What you will do: Your job is to copy every line in the material containing the word "those".

[Exercise data Boundary: Start]

PR #215, opened 2018-08-06
ENH: Scattering length density profile from a molecular dynamics simulation trajectory file.

arm61:
Addition of the ability to obtain a SLD profile directly from a molecular dynamics simulation using the `Simulation` class. This uses `MDAnalysis` to read in a pdb file and calculates the scattering length density of each layer. This currently requires a dictionary file (see `simulation.lgt`) to know the relevant scattering length for each individual atom type as defined in the simulation file.


setup.py
```diff
@@ -195,7 +195,7 @@ def setup_package():
                                 name='refnx.reduce._cevent',
                                 sources=['src/_cevent.pyx'],
                                 include_dirs=[numpy_include],
-                                language='c',
+                                language='c++',
```
arm61: This is due to a possibly local issue with my gcc compiler/cython version where the compilation would fail as a result of the -> notation that being present in the generated .c file.

andyfaff:
This will be a great addition.

refnx/reflect/simulation.py
```diff
@@ -0,0 +1,167 @@
...
+        This is to allow for the use of a vacuum gap at the bottom of the cell.
+    flip: bool, optional
+        False if the system should be read as is, true is the simulation cell
+        should be rotated through they-plane -- note that this treats the first
+        side that the neutron or X-ray interacts with as that at z=0.
+    roughness: float, optional
+        The fractional (of the layer thickness) roughness to be considered
+        between the layers.
+    verbose: bool, optional
+        True if you want to be notified when the pdb and lgt files have been
```
andyfaff: What information is provided? Does the read take a long time?

refnx/reflect/simulation.py
```diff
@@ -0,0 +1,167 @@
...
+        read and when the sld profile is calculated.
+    """
+    def __init__(self, pdbfile=None, lgtfile=None, xray=False,
+                 layer_thickness=1, cut_off=5, flip=False, roughness=0,
+                 verbose=False):
+        self.pdbfile = pdbfile
+        self.lgtfile = lgtfile
+        self.u = None
```
andyfaff: self.u needs documenting

refnx/reflect/simulation.py
```diff
@@ -0,0 +1,167 @@
+import MDAnalysis as mda
+import numpy as np
+from refnx.analysis import Parameters
+from refnx.reflect import structure
+
+
+class Simulation:
```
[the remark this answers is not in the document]
andyfaff: Should this subclass `Component` if you'd like to use it in a `Structure`?

refnx/reflect/simulation.py
```diff
@@ -0,0 +1,167 @@
...
+    def __init__(self, pdbfile=None, lgtfile=None, xray=False,
+                 layer_thickness=1, cut_off=5, flip=False, roughness=0,
+                 verbose=False):
+        self.pdbfile = pdbfile
+        self.lgtfile = lgtfile
+        self.u = None
+        self.xray = xray
+        self.scatlens = {}
+        self.read_pdb()
+        if verbose:
```
andyfaff: not sure if printing this is really necessary. Is it difficult to read a PDB file?

refnx/reflect/simulation.py
```diff
@@ -0,0 +1,167 @@
+import MDAnalysis as mda
+import numpy as np
+from refnx.analysis import Parameters
+from refnx.reflect import structure
+
+
+class Simulation:
+    """
+    Determines the scattering length density profile from a simulation output
```
andyfaff: `Determines the scattering length density profile along the z-axis of a molecular dynamics output file (PDB format). Lateral averaging occurs in the x-y plane.`

andyfaff: Is the file format generic, are there simulation cells for which this code will fail?

refnx/reflect/simulation.py
```diff
@@ -0,0 +1,167 @@
...
+        self.u = None
+        self.xray = xray
+        self.scatlens = {}
+        self.read_pdb()
+        if verbose:
+            print('PDB file read.')
+        self.read_lgt()
+        if verbose:
+            print('LGT file read.')
+        self.av_layers = np.zeros((int(self.u.dimensions[2] /
```
andyfaff: floor division?

refnx/reflect/simulation.py
```diff
@@ -0,0 +1,167 @@
...
+                                       layer_thickness) -
+                                   cut_off, 5))
+        self.layers = np.zeros((self.av_layers.shape[0],
+                                self.av_layers.shape[1],
+                                len(self.u.trajectory)))
+        self.layers[:, 0, :] = layer_thickness
+        self.layers[:, 3, :] = layer_thickness * roughness
+        self.layers[:, 4, :] = 0
```
andyfaff: not needed, array already initialised.

refnx/reflect/simulation.py
```diff
@@ -0,0 +1,167 @@
...
+        self.av_layers[:, 0] = layer_thickness
+        self.av_layers[:, 3] = layer_thickness * roughness
+        self.av_layers[:, 4] = 0
```
andyfaff: not needed, array already initialised.

refnx/reflect/simulation.py
```diff
@@ -0,0 +1,167 @@
...
+        self.av_layers = np.zeros((int(self.u.dimensions[2] /
+                                       layer_thickness) -
+                                   cut_off, 5))
+        self.layers = np.zeros((self.av_layers.shape[0],
+                                self.av_layers.shape[1],
+                                len(self.u.trajectory)))
+        self.layers[:, 0, :] = layer_thickness
+        self.layers[:, 3, :] = layer_thickness * roughness
+        self.layers[:, 4, :] = 0
+        self.av_layers[:, 0] = layer_thickness
```
andyfaff: How about assigning `self.av_layers` from `self.layers`?

refnx/reflect/simulation.py
```diff
@@ -0,0 +1,167 @@
...
+        self.get_sld_profile()
+        if verbose:
+            print('SLD profile determined.')
+
+    def read_pdb(self):
+        """Parse pdb file.
+
+        This reads the pdb file into memory.
+        """
+        self.u = mda.Universe(self.pdbfile)
```
andyfaff: Does `mda.Universe` open and close the file cleanly?

refnx/reflect/simulation.py
```diff
@@ -0,0 +1,167 @@
...
+
+    def read_lgt(self):
+        """Parses .lgt.
+
+        Parses the lgtfile. If no lgtfile is defined falass will help the user
```
andyfaff: falass? :-)

refnx/reflect/simulation.py
```diff
@@ -0,0 +1,167 @@
...
+            print('SLD profile determined.')
+
+    def read_pdb(self):
+        """Parse pdb file.
+
+        This reads the pdb file into memory.
+        """
+        self.u = mda.Universe(self.pdbfile)
+
+    def read_lgt(self):
```
andyfaff: Refactor to use `periodictable` for scattering lengths. Constructor will need to know whether X-rays or neutrons are required. Also raises the following points:

- there may be waters in the cell - can you develop a method to change the contrast on those? Then we can use the same object for multiple contrasts.
- how is isotopic substitution in general performed? Can one specify the deuteration of certain components, e.g. tail deuteration in a lipid.  It'd be really nice to have that functionality without processing the PDF file to do that. e.g. specify atom numbers whose isotope can be changed at will.

refnx/reflect/simulation.py
```diff
@@ -0,0 +1,167 @@
...
+                i = 1
+                if self.xray:
+                    i *= 2.817940
+                self.scatlens[line_list[0]] = [float(line_list[1]) * i,
+                                               float(line_list[2]) * i]
+            file.close()
+        else:
+            raise ValueError("No lgtfile has been defined.")
+
+    def get_sld_profile(self):
```
andyfaff: change to a private method, `_get_sld_profile` because it doesn't need to be accessible by the public.

refnx/reflect/simulation.py
```diff
@@ -0,0 +1,167 @@
...
+                                     self.layers[0, 0, k])
+            k += 1
+        if self.flip:
+            self.layers = self.layers[::-1, :, :]
+        self.av_layers = np.average(self.layers, axis=2)
+
+    def sld_profile(self, z=None):
+        """
+        Calculates an SLD profile, as a function of distance through the
+        interface.s
```
andyfaff: errant s.

refnx/reflect/simulation.py
```diff
@@ -0,0 +1,167 @@
...
+
+        This will calculate the SLD profile for each of the timesteps. This is
+        achieved by summing the scattering lengths for each of the atoms found
+        in a given layer (of defined thickness). The total scattering length is
+        converted to a density by division by the volume of the layer.
+        """
+        u = self.u
+        k = 0
+        for ts in u.trajectory:
+            for atom in range(0, len(u.atoms)):
```
andyfaff: does this nested loop take long?

refnx/reflect/simulation.py
```diff
@@ -0,0 +1,167 @@
...
+    def get_sld_profile(self):
+        """Calculate SLD profile.
+
+        This will calculate the SLD profile for each of the timesteps. This is
+        achieved by summing the scattering lengths for each of the atoms found
+        in a given layer (of defined thickness). The total scattering length is
+        converted to a density by division by the volume of the layer.
+        """
+        u = self.u
+        k = 0
```
andyfaff: what is k the counter for? Is it the number of trajectories? In which case: `for k, ts in enumerate(u.trajectory):`

refnx/reflect/simulation.py
```diff
@@ -0,0 +1,167 @@
...
+        for ts in u.trajectory:
+            for atom in range(0, len(u.atoms)):
+                analysis_layers = self.layers.shape[0] * self.layers[0, 0, k]
```
andyfaff: It's not immediately clear to me what the code in the loops is doing (although I can guess). Needs more comments. What are the different axes of `layers` used for? what is `analysis_layers` used for?

refnx/reflect/simulation.py
andyfaff: Can one unroll the `for atom` loop using vectorisation, etc?

refnx/reflect/test/simulation.dat
```diff
@@ -0,0 +1,51 @@
+0.051793 0.00034985 5.0354e-06
```
andyfaff: `mdsimulation.dat`

refnx/reflect/test/simulation.lgt
```diff
@@ -0,0 +1,57 @@
+C1 26.659000000000002 0.0
```
andyfaff: not needed if the scattering lengths come from `periodictable`.

refnx/reflect/test/simulation.lgt
```diff
@@ -0,0 +1,57 @@
...
+C46 19.998 0.0
+C47 19.998 0.0
+C48 19.998 0.0
+C49 19.998 0.0
+C50 19.998 0.0
+C51 19.998 0.0
+C52 19.998 0.0
+C53 19.998 0.0
+C54 26.659000000000002 0.0
+OW 0.0 0.0
```
andyfaff: water has zero scattering length... Is this meant to enable contrast variation somehow?

refnx/reflect/simulation.py
```diff
@@ -0,0 +1,167 @@
...
+                if u.atoms[atom].position[2] < analysis_layers:
+                    bin_choose = int(u.atoms[atom].position[2] /
+                                     self.layers[0, 0, k])
+                    self.layers[bin_choose, 1, k] += \
+                        self.scatlens[u.atoms[atom].name][0]
+                    self.layers[bin_choose, 2, k] += \
+                        self.scatlens[u.atoms[atom].name][1]
+            self.layers[:, 1, k] /= (u.dimensions[0] * u.dimensions[1] *
+                                     self.layers[0, 0, k])
```
andyfaff: Is the volume fraction of solvent taken into account somehow, or is there explicit solvent in the box?

setup.py
andyfaff: Interesting. Is that on macOS or linux? I wonder why this hasn't come up on travis?

refnx/reflect/simulation.py
```diff
@@ -0,0 +1,167 @@
...
+            self.layers[:, 2, k] /= (u.dimensions[0] * u.dimensions[1] *
+                                     self.layers[0, 0, k])
+            k += 1
+        if self.flip:
+            self.layers = self.layers[::-1, :, :]
+        self.av_layers = np.average(self.layers, axis=2)
```
andyfaff: what is axis=2?

andyfaff: I'm guessing time, but it's not explicitly mentioned.

setup.py
arm61: this is linux (ubuntu) with:
- cython 0.28.5
- numpy 1.15.0
- gcc 5.4.0

INSTALL_CONTRIBUTE.md
```diff
@@ -9,8 +9,7 @@ Monte Carlo to obtain posterior distributions for curvefitting problems.
 
 *refnx* has been tested on Python 2.7, 3.4, 3.5 and 3.6. It requires the *numpy,
 scipy, cython, pandas, emcee* packages to work. Additional features require the
-*pytest, h5py, xlrd, uncertainties, ptemcee, tqdm, matplotlib* packages. To build
-the bleeding edge code you will need to have access to a C-compiler to build a
+*pytest, h5py, xlrd, uncertainties, ptemcee, tqdm, matplotlib, MDAnalysis* packages. To build the bleeding edge code you will need to have access to a C-compiler to build a
```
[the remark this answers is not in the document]
arm61: I am working through these changes and will push them all in a one-er. Just going to comment "Done" on those I have dealt with.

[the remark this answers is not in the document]
arm61: Done

appveyor.yml
```diff
@@ -55,8 +55,8 @@ install:
     - cmd: call conda.exe info --envs
 
     # Configure the VM.
-    - cmd: call conda.exe install --yes --quiet numpy scipy h5py cython six traitlets ipywidgets xlrd pandas pytest
-    - pip install corner uncertainties matplotlib IPython
+    - cmd: call conda.exe install --yes --quiet numpy scipy h5py cython six traitlets ipywidgets xlrd pandas pytest MDAnalysis
```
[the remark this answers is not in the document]
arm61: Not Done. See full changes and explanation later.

[Exercise data Boundary: End]

Output:
- there may be waters in the cell - can you develop a method to change the contrast on those? Then we can use the same object for multiple contrasts.
arm61: I am working through these changes and will push them all in a one-er. Just going to comment "Done" on those I have dealt with.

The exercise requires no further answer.